Costa was a member of the Presbyterian Council of the Archdiocese of Maceió, the Cabido Metropolitano and the Colégio de Consultores; he was also Episcopal Vicar for the laity and coordinator of the Political Formation Commission and responsible for the permanent deacons and for the archdiocesan diaconal school.

On April 1, 2009, he was appointed by Pope Benedict XVI as Auxiliary Bishop of the Archdiocese of Aracaju with the title of Acufida. He was ordained a bishop on June 19, 2009, by Dom Antônio Muniz Fernandes, Archbishop of Maceió.

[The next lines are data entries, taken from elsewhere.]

PR #1779, opened 2019-09-10
Mesoshttp 0.3.2 for 5.9.6

gisjedi:
This PR includes all changes that will be applied to the 5.9.6 release of Scale. This is to resolve the issue with Scale losing connection to Mesos and failing to re-establish itself as a framework during an extended network partition.


gisjedi:
This has been squashed down for a 5.9.6 tag in https://github.com/ngageoint/scale/tree/5.9.6-prerelease. I've tested for proper scheduling behavior in AIS Omega cluster and am cutting the release based on instructions here: https://github.com/ngageoint/scale/wiki/Creating-a-patch-release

On March 19, 2014, Pope Francis appointed him bishop of the Diocese of Palmares.

==Illness and death==
On July 4, 2020, Costa was admitted to the Memorial Hospital São José, in Recife, with a severe respiratory problem from COVID-19, during the COVID-19 pandemic in Brazil. He accepted his situation well, according to his diocese, he was calm, serene and with a deep spirituality. Some time later, on July 18, he died at 57 years of age, victim of complications from the virus. His body, according to information from the Diocese, was taken to his hometown, Palmares. He was the third Brazilian bishop to die because of coronavirus.

==Canonization==
Days after Soares da Costa's death, Brazilian Catholics have called for an immediate initiation for his canonization process. Currently, he is a probable candidate for sainthood.